Similarly, project-based Section 8 housing directs government dollars to for-profit landlords as payment for low-income tenants’ rent. But, like LIHTC, the program allows those landlords to convert their buildings to market-rate rentals after they use the government subsidies to pay off their debt on the properties. By contrast, public housing provides affordable housing in perpetuity.
There is even less lasting impact coming from the largest low-income housing program in the country, Housing Choice Vouchers. We provide a full $30 billion per year in voucher payments to landlords, often large corporate landlords, but those landlords can end their involvement at the end of each tenant’s lease, leaving the low-income renter without housing.

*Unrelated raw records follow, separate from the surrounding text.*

PR #36314, opened 2023-06-26
GH-36096: [Python] Call __from_arrow__ in Array.to_pandas

### LINKED ISSUE #36096: [Python] Array vs ChunkedArray to_pandas discrepancy for pandas extension dtypes implementing __from_arrow__
When you have a arrow type that maps to a pandas extension dtype implementing `__from_arrow__`, the `ChunkedArray.to_pandas` conversion will call the `pd_dtype.__from_arrow__`, but the `Array.to_pandas` version does not.

Typically, if only encounter such dtypes this if you have an pyarrow ExtensionArray as well, and in `ExtensionArray.to_pandas`, we also check for the dtype having `__from_arrow__`:

https://github.com/apache/arrow/blob/475b5b9463b64bec4e03a47e3277076db246bd35/python/pyarrow/array.pxi#L3094-L3104

But the base class `Array.to_pandas` doesn't do this. And recently, one of the pandas dtypes that map to a non-extension array on the pyarrow side (i.e. DatetimeTZDtype, mapping to timestamp with tz) added `__from_arrow__`. Which means that for this dtype, the conversion takes a different code path. 

```
from datetime import datetime
import pyarrow as pa

arr = pa.array([datetime(1, 1, 1)], pa.timestamp("s", tz="America/New_York"))
table = pa.table({'a': arr})
# doesn't call DatetimeTZDtype.__from_arrow__
arr.to_pandas()
# ChunkedArray does call that
table["a"].to_pandas()
```

danepitkin:
### Rationale for this change

Array.to_pandas should mimic ChunkedArray.to_pandas implementation. Notably, there is a missing call to `__from_arrow__` if the attribute exists.

### Are these changes tested?

Requires dev pandas. Can manually kick off integration tests to test with pandas nightly.

No
* Closes: #36096

### DIFF
--- a/python/pyarrow/array.pxi
+++ b/python/pyarrow/array.pxi
@@ -1475,6 +1475,17 @@ cdef class Array(_PandasConvertible):
         return self.take(indices)
 
     def _to_pandas(self, options, types_mapper=None, **kwargs):
+        pandas_dtype = None
+        try:
+            pandas_dtype = self.type.to_pandas_dtype()
+        except NotImplementedError:
+            pass
+
+        # pandas ExtensionDtype that implements conversion from pyarrow
+        if hasattr(pandas_dtype, '__from_arrow__'):
+            arr = pandas_dtype.__from_arrow__(self)
+            return pandas_api.series(arr, copy=False)
+
         return _array_like_to_pandas(self, options, types_mapper=types_mapper)
 
     def __array__(self, dtype=None):
--- a/python/pyarrow/array.pxi
+++ b/python/pyarrow/array.pxi
@@ -1475,22 +1475,6 @@ cdef class Array(_PandasConvertible):
         return self.take(indices)
 
     def _to_pandas(self, options, types_mapper=None, **kwargs):
-        pandas_dtype = None
-
-        if types_mapper:
-            pandas_dtype = types_mapper(self.type)
-        elif self.type.id == _Type_EXTENSION:
-            try:
-                pandas_dtype = self.type.to_pandas_dtype()
-            except NotImplementedError:
-                pass
-
-        # Only call __from_arrow__ for Arrow extension types or when explicitly
-        # overridden via types_mapper
-        if hasattr(pandas_dtype, '__from_arrow__'):
-            arr = pandas_dtype.__from_arrow__(self)
-            return pandas_api.series(arr, copy=False)
-
         return _array_like_to_pandas(self, options, types_mapper=types_mapper)
 
     def __array__(self, dtype=None):
@@ -1689,6 +1673,21 @@ cdef _array_like_to_pandas(obj, options, types_mapper):
 
     original_type = obj.type
     name = obj._name
+    dtype = None
+
+    if types_mapper:
+        dtype = types_mapper(original_type)
+    elif original_type.id == _Type_EXTENSION:
+        try:
+            dtype = original_type.to_pandas_dtype()
+        except NotImplementedError:
+            pass
+
+    # Only call __from_arrow__ for Arrow extension types or when explicitly
+    # overridden via types_mapper
+    if hasattr(dtype, '__from_arrow__'):
+        arr = dtype.__from_arrow__(obj)
+        return pandas_api.series(arr, name=name, copy=False)
 
     # ARROW-3789(wesm): Convert date/timestamp types to datetime64[ns]
     c_options.coerce_temporal_nanoseconds = True
@@ -3106,26 +3105,6 @@ cdef class ExtensionArray(Array):
         cdef Array result = pyarrow_wrap_array(<shared_ptr[CArray]> ext_array)
         result.validate()
         return result
-
-    def _to_pandas(self, options, types_mapper=None, **kwargs):
-        pandas_dtype = None
-
-        if types_mapper:
-            pandas_dtype = types_mapper(self.type)
-        else:
-            try:
-                pandas_dtype = self.type.to_pandas_dtype()
-            except NotImplementedError:
-                pass
-
-        # Only call __from_arrow__ for Arrow extension types or when explicitly
-        # overridden via types_mapper
-        if hasattr(pandas_dtype, '__from_arrow__'):
-            arr = pandas_dtype.__from_arrow__(self)
-            return pandas_api.series(arr, copy=False)
-
-        # otherwise convert the storage array with the base implementation
-        return Array._to_pandas(self.storage, options, types_mapper, **kwargs)
 
 
 class FixedShapeTensorArray(ExtensionArray):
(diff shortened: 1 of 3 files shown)


danepitkin:

jorisvandenbossche:
Hmm, so the failing tests point out an issue with this approach: we have some keywords to control the conversion, notably `timestamp_as_object` in this case. 
And if the user passes this, and we just call `pandas_dtype.__from_arrow__` nonetheless, this keyword gets ignored.

But, we also already have this problem, as this already happens for the ChunkedArray conversion:

```
In [8]: from datetime import datetime
   ...: import pyarrow as pa
   ...: 
   ...: arr = pa.array([datetime(2001, 1, 1)], pa.timestamp("s", tz="America/New_York"))
   ...: table = pa.table({'a': arr})

In [9]: arr.to_pandas(timestamp_as_object=True)
Out[9]: 
0    2000-12-31 19:00:00-05:00
dtype: object

In [10]: table["a"].to_pandas(timestamp_as_object=True)
Out[10]: 
0   2000-12-31 19:00:00-05:00
Name: a, dtype: datetime64[ns, America/New_York]
```

jorisvandenbossche:
One option could be to decide that we _only_ want to use this `pandas_dtype.__from_arrow__` if you actually have an extension type on the arrow side (and so don't do this for timestamp data, also not for the ChunkedArray case), or when you specified a pandas extension dtype with `types_mapper`. Then for all default cases, we (pyarrow) just own the conversion and can ensure the keywords are honored.

python/pyarrow/array.pxi
```diff
@@ -1475,6 +1475,17 @@ cdef class Array(_PandasConvertible):
         return self.take(indices)
 
     def _to_pandas(self, options, types_mapper=None, **kwargs):
+        pandas_dtype = None
+        try:
+            pandas_dtype = self.type.to_pandas_dtype()
```
jorisvandenbossche, line 1480: Something that we should also do the the other places where this logic lives (eg ChunkedArray._to_pandas), but I think we should give precedence to `types_mapper`, if specified. Because as a user, if you specify that keyword, you want to be able to override the default conversion.

danepitkin:

danepitkin:

python/pyarrow/array.pxi
```diff
@@ -1476,12 +1476,17 @@ cdef class Array(_PandasConvertible):
...
         pandas_dtype = None
-        try:
-            pandas_dtype = self.type.to_pandas_dtype()
-        except NotImplementedError:
-            pass
 
-        # pandas ExtensionDtype that implements conversion from pyarrow
+        if types_mapper:
+            pandas_dtype = types_mapper(self.type)
+        elif issubclass(type(self.type), ExtensionType):
```
jorisvandenbossche, line 1482:
```suggestion
        elif self.type.id == _Type_EXTENSION:
```

python/pyarrow/array.pxi
```diff
@@ -3104,12 +3109,18 @@ cdef class ExtensionArray(Array):
...
         pandas_dtype = None
-        try:
-            pandas_dtype = self.type.to_pandas_dtype()
-        except NotImplementedError:
-            pass
+        types_mapper = kwargs.get('types_mapper', None)
+
+        if types_mapper:
+            pandas_dtype = types_mapper(self.type)
+        elif issubclass(type(self.type), ExtensionType):
```
jorisvandenbossche: This check isn't needed here, since this is in the ExtensionArray subclass. 

But more generally, I am wondering if this method is actually still needed now we are adding similar logic to the base class' `to_pandas`

danepitkin: The only difference here now is calling `self.type.to_pandas_dtype()` vs `self.storage.type.to_pandas_dtype()` (storage gets passed to the base Array function).

danepitkin: I did remove the issubclass check in a recent refactor!

python/pyarrow/array.pxi
danepitkin: Much cleaner! I'll add to ChunkedArray as well.

danepitkin:

python/pyarrow/array.pxi
```diff
@@ -1475,6 +1475,22 @@ cdef class Array(_PandasConvertible):
...
+            try:
+                pandas_dtype = self.type.to_pandas_dtype()
+            except NotImplementedError:
+                pass
+
+        # Only call __from_arrow__ for Arrow extension types or when explicitly
+        # overridden via types_mapper
+        if hasattr(pandas_dtype, '__from_arrow__'):
+            arr = pandas_dtype.__from_arrow__(self)
+            return pandas_api.series(arr, copy=False)
```
jorisvandenbossche, line 1492: Given that this code is both here and in the ChunkedArray version, and both methods also end up calling `_array_like_to_pandas`, we can maybe move this logic there to avoid duplicating it.

python/pyarrow/array.pxi
jorisvandenbossche: Currently we are indeed passing down `self.storage`, but I seem to remember that we added similar logic to the underlying C++ ConvertArrayToPandas to also (by default) use the storage array to do the actual conversion. So it _might_ actually work by just removing the overridden method completely.

python/pyarrow/array.pxi
danepitkin: +1 on code deduplication, I'll give it a shot. The only differences currently are the parameters passed into `pandas_api.series(arr)`. Arrays want copy=False, and ChunkedArray has enough info to add name=self._name.

danepitkin: From my testing, `Array` does always have a `None` "column" name. Good to know `ChunkedArray` could benefit from `copy=False`! I thought maybe it was left out on purpose since the memory is not guaranteed to be contiguous.

python/pyarrow/array.pxi
danepitkin: Looks like you are right! https://github.com/apache/arrow/blob/0cea12ffc87915e3808d153d4d8e5f115e48d487/python/pyarrow/src/arrow/python/arrow_to_pandas.cc#L2457

Running pytests locally seems to agree as well. I'll run the integration tests with this change to verify.

danepitkin:

python/pyarrow/array.pxi
jorisvandenbossche: > I thought maybe it was left out on purpose since the memory is not guaranteed to be contiguous.

ChunkedArray itself can indeed consist of multiple chunks, but at the moment we reach the `pandas_api.series(arr, copy=False)` code, we already converted the ChunkedArray to a single contiguous numpy array (or pandas ExtensionArray). And anyway, this `copy=False` is mostly to indicate to pandas they don't need to do an extra copy (https://github.com/apache/arrow/pull/34593).

jorisvandenbossche (approved):
Nice!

It is another low-risk high-yield arrangement for the wealthy and raw deal for the poor: little wonder that the Project 2025 blueprint drafted by Trump supporters champions vouchers even as it slams other HUD programs.
As for likely HUD Secretary Turner, he is most associated with yet another housing giveaway to the rich. During Trump’s first administration, Turner served as executive director of the White House Opportunity and Revitalization Council, which focused on promoting opportunity zones, a program created by Trump’s 2017 Tax Cuts and Jobs Act.

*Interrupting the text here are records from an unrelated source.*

PR #36315, opened 2023-06-26
GH-36236: [R][Python] Add performance comparison between Release Candidate and previous release

### LINKED ISSUE #36236: [Release] Add performance comparison between Release Candidate and previous release

On  the 12.0.0 release we introduced a performance regression and we had to create the 12.0.1 release to fix it.
The performance regression could have been found during release candidate verification if we would have had some performance comparison between the new Release Candidate and the old Release.
There has been some discussion on the Arrow biweekly community call to introduce a step during the release to generate a conbench comparison between the new RC and the previous release.

This issue is to track this improvement and add this step so we have more data around performance when voting for the release.

### Component(s)

Release

boshek:
### Rationale for this change

This is WIP automated reporting product that compares two commits. The intent here is that this will compare a RC and a previous release via the conbench API and then summarize that information graphically. Ideally this is run automatically as part of a release candidate process. 

It is described well in #36236 

This PR adds a quarto document which can be rendered into a static html file. To specify which commits should be compared one can set the `BASELINE_GIT_COMMIT` and `CONTENDER_GIT_COMMIT` variables. 

@raulcd has offered to determine a process to auto-detect the correct shas. 

I am happy to work on the CI to render this. I think an R + renv + quarto action workflow would work pretty well here and ensure some stability for R package versions. However, I have not checked in a renv lockfile as of yet so as not to pre-suppose any solutions.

The program rewards the wealthy’s investment in economically distressed areas—opportunity zones—with huge tax breaks. But investigations by ProPublica and Congress show that the definition of what areas count as opportunity zones is far too broad, and the guidelines for who benefits from the investments are far too loose. As a result, money invested in expensive hotels, high-rent apartment buildings, and even luxury condominiums as a superyacht marina escapes taxation. Politically connected billionaires lobby for the land where they develop to be designated an opportunity zone, then rake in the benefits.
The Brookings Institution says opportunity zones operate as a subsidy for gentrification. “The direct tax benefits of opportunity zones will flow overwhelmingly to wealthy investors,” the Center on Budget and Policy Priorities says. “But the tax break might not do much to help low-income communities, and it could even harm some current residents of such communities.”
So, despite the relative quiet around Scott Turner’s nomination, we know some important things about him. We know that he champions opportunity zones as an addition to the already abundant tax benefits the U.S. showers on landlords and real estate investors. And we know that he is a fierce critic of anti-poverty programs, as he has made multiple public statements about government assistance being harmful and even disastrous.
But we also know that the likely next HUD secretary is concerned about that alleged harm only when assistance is provided to the poor. The wealthy can count on Trump and Turner to keep the pipeline of government housing money wide open and flowing their way.